__PROBLEM STATEMENT__.
Copy the entries out again in full.

(Records contained in a dataset)
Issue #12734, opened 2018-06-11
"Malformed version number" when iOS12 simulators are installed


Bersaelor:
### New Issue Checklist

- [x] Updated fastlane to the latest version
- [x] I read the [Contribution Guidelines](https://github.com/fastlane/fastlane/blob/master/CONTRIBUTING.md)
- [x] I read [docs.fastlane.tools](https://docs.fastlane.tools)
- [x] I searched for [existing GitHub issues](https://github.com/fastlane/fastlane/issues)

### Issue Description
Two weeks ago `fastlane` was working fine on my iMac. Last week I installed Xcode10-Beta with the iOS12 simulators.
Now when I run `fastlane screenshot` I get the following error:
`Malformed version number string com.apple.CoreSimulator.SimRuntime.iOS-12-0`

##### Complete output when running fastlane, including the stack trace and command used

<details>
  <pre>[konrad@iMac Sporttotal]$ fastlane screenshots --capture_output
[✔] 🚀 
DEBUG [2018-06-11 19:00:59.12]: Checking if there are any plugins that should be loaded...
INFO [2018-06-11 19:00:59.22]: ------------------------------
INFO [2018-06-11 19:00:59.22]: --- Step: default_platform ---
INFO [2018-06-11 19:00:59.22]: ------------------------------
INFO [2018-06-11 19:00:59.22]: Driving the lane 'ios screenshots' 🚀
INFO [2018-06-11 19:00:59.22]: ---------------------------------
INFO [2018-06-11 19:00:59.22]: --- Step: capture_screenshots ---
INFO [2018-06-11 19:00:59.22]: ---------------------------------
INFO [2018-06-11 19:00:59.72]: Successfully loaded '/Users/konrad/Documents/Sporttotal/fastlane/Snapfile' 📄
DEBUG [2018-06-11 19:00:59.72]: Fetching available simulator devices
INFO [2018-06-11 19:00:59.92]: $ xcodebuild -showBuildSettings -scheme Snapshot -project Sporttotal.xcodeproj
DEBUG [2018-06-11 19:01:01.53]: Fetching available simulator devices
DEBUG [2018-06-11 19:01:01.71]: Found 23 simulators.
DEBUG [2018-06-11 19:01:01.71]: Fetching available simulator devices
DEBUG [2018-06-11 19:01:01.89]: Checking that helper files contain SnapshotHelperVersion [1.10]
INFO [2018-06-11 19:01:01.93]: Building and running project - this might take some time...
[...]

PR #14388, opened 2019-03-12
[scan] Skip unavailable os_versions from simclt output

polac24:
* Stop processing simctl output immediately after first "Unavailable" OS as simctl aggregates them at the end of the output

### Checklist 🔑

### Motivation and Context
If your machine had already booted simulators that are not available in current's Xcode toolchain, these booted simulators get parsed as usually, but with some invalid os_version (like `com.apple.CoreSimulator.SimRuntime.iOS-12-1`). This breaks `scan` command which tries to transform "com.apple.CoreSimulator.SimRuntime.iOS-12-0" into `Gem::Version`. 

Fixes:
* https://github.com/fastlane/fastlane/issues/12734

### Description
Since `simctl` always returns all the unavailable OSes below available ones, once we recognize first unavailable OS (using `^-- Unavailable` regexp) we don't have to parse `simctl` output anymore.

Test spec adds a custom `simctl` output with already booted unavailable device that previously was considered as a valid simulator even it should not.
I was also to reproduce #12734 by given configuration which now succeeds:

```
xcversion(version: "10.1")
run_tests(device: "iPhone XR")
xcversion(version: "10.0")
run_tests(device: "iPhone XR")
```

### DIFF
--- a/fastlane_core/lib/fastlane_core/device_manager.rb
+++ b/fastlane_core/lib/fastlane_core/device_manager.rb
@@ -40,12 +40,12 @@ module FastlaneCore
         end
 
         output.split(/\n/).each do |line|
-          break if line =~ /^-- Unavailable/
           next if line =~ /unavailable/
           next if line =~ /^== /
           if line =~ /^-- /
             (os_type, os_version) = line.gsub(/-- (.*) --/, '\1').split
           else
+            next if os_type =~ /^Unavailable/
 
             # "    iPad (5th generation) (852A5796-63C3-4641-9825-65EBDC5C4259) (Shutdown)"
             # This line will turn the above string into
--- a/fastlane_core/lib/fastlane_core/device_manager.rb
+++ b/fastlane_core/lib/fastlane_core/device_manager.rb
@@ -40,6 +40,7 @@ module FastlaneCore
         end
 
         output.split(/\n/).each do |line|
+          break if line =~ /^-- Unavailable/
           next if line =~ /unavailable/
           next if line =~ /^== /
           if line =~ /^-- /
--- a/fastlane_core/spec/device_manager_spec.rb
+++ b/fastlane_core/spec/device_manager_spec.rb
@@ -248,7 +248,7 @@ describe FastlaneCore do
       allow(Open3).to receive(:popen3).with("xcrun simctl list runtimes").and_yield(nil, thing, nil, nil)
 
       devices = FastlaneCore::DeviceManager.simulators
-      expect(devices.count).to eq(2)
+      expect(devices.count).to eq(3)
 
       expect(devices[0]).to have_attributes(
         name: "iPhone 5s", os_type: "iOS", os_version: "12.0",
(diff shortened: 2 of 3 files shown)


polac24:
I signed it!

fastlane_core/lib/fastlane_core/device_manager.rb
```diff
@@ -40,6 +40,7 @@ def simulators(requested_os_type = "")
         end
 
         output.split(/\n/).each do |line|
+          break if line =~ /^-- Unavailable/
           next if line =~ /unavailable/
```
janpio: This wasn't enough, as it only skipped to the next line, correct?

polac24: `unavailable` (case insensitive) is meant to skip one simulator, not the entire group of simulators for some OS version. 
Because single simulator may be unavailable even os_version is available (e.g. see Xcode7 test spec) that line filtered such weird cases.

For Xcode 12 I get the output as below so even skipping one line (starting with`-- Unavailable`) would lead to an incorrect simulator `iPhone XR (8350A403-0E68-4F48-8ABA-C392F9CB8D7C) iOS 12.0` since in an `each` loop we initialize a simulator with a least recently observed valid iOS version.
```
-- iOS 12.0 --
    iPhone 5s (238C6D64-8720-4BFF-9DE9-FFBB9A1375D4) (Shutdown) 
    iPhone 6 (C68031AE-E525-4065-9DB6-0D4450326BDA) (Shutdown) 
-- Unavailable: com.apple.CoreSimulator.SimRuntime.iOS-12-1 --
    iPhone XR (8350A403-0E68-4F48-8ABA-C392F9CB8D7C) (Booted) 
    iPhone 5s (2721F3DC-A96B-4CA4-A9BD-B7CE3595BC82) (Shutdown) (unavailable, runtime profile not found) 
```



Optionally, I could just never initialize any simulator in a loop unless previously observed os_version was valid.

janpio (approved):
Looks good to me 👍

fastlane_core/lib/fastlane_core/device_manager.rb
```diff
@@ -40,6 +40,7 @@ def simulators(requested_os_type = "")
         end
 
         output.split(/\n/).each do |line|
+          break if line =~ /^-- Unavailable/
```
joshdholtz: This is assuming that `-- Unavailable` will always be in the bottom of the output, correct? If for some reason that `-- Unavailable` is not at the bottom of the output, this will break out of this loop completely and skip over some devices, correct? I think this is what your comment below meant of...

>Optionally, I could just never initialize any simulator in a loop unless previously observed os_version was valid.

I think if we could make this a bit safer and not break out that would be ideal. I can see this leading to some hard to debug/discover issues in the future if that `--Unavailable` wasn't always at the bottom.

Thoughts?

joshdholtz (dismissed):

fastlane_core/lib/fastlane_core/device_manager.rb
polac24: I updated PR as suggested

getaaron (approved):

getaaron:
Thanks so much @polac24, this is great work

__YOUR SOLUTION__.
Issue #12734, opened 2018-06-11
"Malformed version number" when iOS12 simulators are installed


Bersaelor:
### New Issue Checklist

- [x] Updated fastlane to the latest version
- [x] I read the [Contribution Guidelines](https://github.com/fastlane/fastlane/blob/master/CONTRIBUTING.md)
- [x] I read [docs.fastlane.tools](https://docs.fastlane.tools)
- [x] I searched for [existing GitHub issues](https://github.com/fastlane/fastlane/issues)

### Issue Description
Two weeks ago `fastlane` was working fine on my iMac. Last week I installed Xcode10-Beta with the iOS12 simulators.
Now when I run `fastlane screenshot` I get the following error:
`Malformed version number string com.apple.CoreSimulator.SimRuntime.iOS-12-0`

##### Complete output when running fastlane, including the stack trace and command used

<details>
  <pre>[konrad@iMac Sporttotal]$ fastlane screenshots --capture_output
[✔] 🚀 
DEBUG [2018-06-11 19:00:59.12]: Checking if there are any plugins that should be loaded...
INFO [2018-06-11 19:00:59.22]: ------------------------------
INFO [2018-06-11 19:00:59.22]: --- Step: default_platform ---
INFO [2018-06-11 19:00:59.22]: ------------------------------
INFO [2018-06-11 19:00:59.22]: Driving the lane 'ios screenshots' 🚀
INFO [2018-06-11 19:00:59.22]: ---------------------------------
INFO [2018-06-11 19:00:59.22]: --- Step: capture_screenshots ---
INFO [2018-06-11 19:00:59.22]: ---------------------------------
INFO [2018-06-11 19:00:59.72]: Successfully loaded '/Users/konrad/Documents/Sporttotal/fastlane/Snapfile' 📄
DEBUG [2018-06-11 19:00:59.72]: Fetching available simulator devices
INFO [2018-06-11 19:00:59.92]: $ xcodebuild -showBuildSettings -scheme Snapshot -project Sporttotal.xcodeproj
DEBUG [2018-06-11 19:01:01.53]: Fetching available simulator devices
DEBUG [2018-06-11 19:01:01.71]: Found 23 simulators.
DEBUG [2018-06-11 19:01:01.71]: Fetching available simulator devices
DEBUG [2018-06-11 19:01:01.89]: Checking that helper files contain SnapshotHelperVersion [1.10]
INFO [2018-06-11 19:01:01.93]: Building and running project - this might take some time...
[...]

PR #14388, opened 2019-03-12
[scan] Skip unavailable os_versions from simclt output

polac24:
* Stop processing simctl output immediately after first "Unavailable" OS as simctl aggregates them at the end of the output

### Checklist 🔑

### Motivation and Context
If your machine had already booted simulators that are not available in current's Xcode toolchain, these booted simulators get parsed as usually, but with some invalid os_version (like `com.apple.CoreSimulator.SimRuntime.iOS-12-1`). This breaks `scan` command which tries to transform "com.apple.CoreSimulator.SimRuntime.iOS-12-0" into `Gem::Version`. 

Fixes:
* https://github.com/fastlane/fastlane/issues/12734

### Description
Since `simctl` always returns all the unavailable OSes below available ones, once we recognize first unavailable OS (using `^-- Unavailable` regexp) we don't have to parse `simctl` output anymore.

Test spec adds a custom `simctl` output with already booted unavailable device that previously was considered as a valid simulator even it should not.
I was also to reproduce #12734 by given configuration which now succeeds:

```
xcversion(version: "10.1")
run_tests(device: "iPhone XR")
xcversion(version: "10.0")
run_tests(device: "iPhone XR")
```

### DIFF
--- a/fastlane_core/lib/fastlane_core/device_manager.rb
+++ b/fastlane_core/lib/fastlane_core/device_manager.rb
@@ -40,12 +40,12 @@ module FastlaneCore
         end
 
         output.split(/\n/).each do |line|
-          break if line =~ /^-- Unavailable/
           next if line =~ /unavailable/
           next if line =~ /^== /
           if line =~ /^-- /
             (os_type, os_version) = line.gsub(/-- (.*) --/, '\1').split
           else
+            next if os_type =~ /^Unavailable/
 
             # "    iPad (5th generation) (852A5796-63C3-4641-9825-65EBDC5C4259) (Shutdown)"
             # This line will turn the above string into
--- a/fastlane_core/lib/fastlane_core/device_manager.rb
+++ b/fastlane_core/lib/fastlane_core/device_manager.rb
@@ -40,6 +40,7 @@ module FastlaneCore
         end
 
         output.split(/\n/).each do |line|
+          break if line =~ /^-- Unavailable/
           next if line =~ /unavailable/
           next if line =~ /^== /
           if line =~ /^-- /
--- a/fastlane_core/spec/device_manager_spec.rb
+++ b/fastlane_core/spec/device_manager_spec.rb
@@ -248,7 +248,7 @@ describe FastlaneCore do
       allow(Open3).to receive(:popen3).with("xcrun simctl list runtimes").and_yield(nil, thing, nil, nil)
 
       devices = FastlaneCore::DeviceManager.simulators
-      expect(devices.count).to eq(2)
+      expect(devices.count).to eq(3)
 
       expect(devices[0]).to have_attributes(
         name: "iPhone 5s", os_type: "iOS", os_version: "12.0",
(diff shortened: 2 of 3 files shown)


polac24:
I signed it!

fastlane_core/lib/fastlane_core/device_manager.rb
```diff
@@ -40,6 +40,7 @@ def simulators(requested_os_type = "")
         end
 
         output.split(/\n/).each do |line|
+          break if line =~ /^-- Unavailable/
           next if line =~ /unavailable/
```
janpio: This wasn't enough, as it only skipped to the next line, correct?

polac24: `unavailable` (case insensitive) is meant to skip one simulator, not the entire group of simulators for some OS version. 
Because single simulator may be unavailable even os_version is available (e.g. see Xcode7 test spec) that line filtered such weird cases.

For Xcode 12 I get the output as below so even skipping one line (starting with`-- Unavailable`) would lead to an incorrect simulator `iPhone XR (8350A403-0E68-4F48-8ABA-C392F9CB8D7C) iOS 12.0` since in an `each` loop we initialize a simulator with a least recently observed valid iOS version.
```
-- iOS 12.0 --
    iPhone 5s (238C6D64-8720-4BFF-9DE9-FFBB9A1375D4) (Shutdown) 
    iPhone 6 (C68031AE-E525-4065-9DB6-0D4450326BDA) (Shutdown) 
-- Unavailable: com.apple.CoreSimulator.SimRuntime.iOS-12-1 --
    iPhone XR (8350A403-0E68-4F48-8ABA-C392F9CB8D7C) (Booted) 
    iPhone 5s (2721F3DC-A96B-4CA4-A9BD-B7CE3595BC82) (Shutdown) (unavailable, runtime profile not found) 
```



Optionally, I could just never initialize any simulator in a loop unless previously observed os_version was valid.

janpio (approved):
Looks good to me 👍

fastlane_core/lib/fastlane_core/device_manager.rb
```diff
@@ -40,6 +40,7 @@ def simulators(requested_os_type = "")
         end
 
         output.split(/\n/).each do |line|
+          break if line =~ /^-- Unavailable/
```
joshdholtz: This is assuming that `-- Unavailable` will always be in the bottom of the output, correct? If for some reason that `-- Unavailable` is not at the bottom of the output, this will break out of this loop completely and skip over some devices, correct? I think this is what your comment below meant of...

>Optionally, I could just never initialize any simulator in a loop unless previously observed os_version was valid.

I think if we could make this a bit safer and not break out that would be ideal. I can see this leading to some hard to debug/discover issues in the future if that `--Unavailable` wasn't always at the bottom.

Thoughts?

joshdholtz (dismissed):

fastlane_core/lib/fastlane_core/device_manager.rb
polac24: I updated PR as suggested

getaaron (approved):

getaaron:
Thanks so much @polac24, this is great work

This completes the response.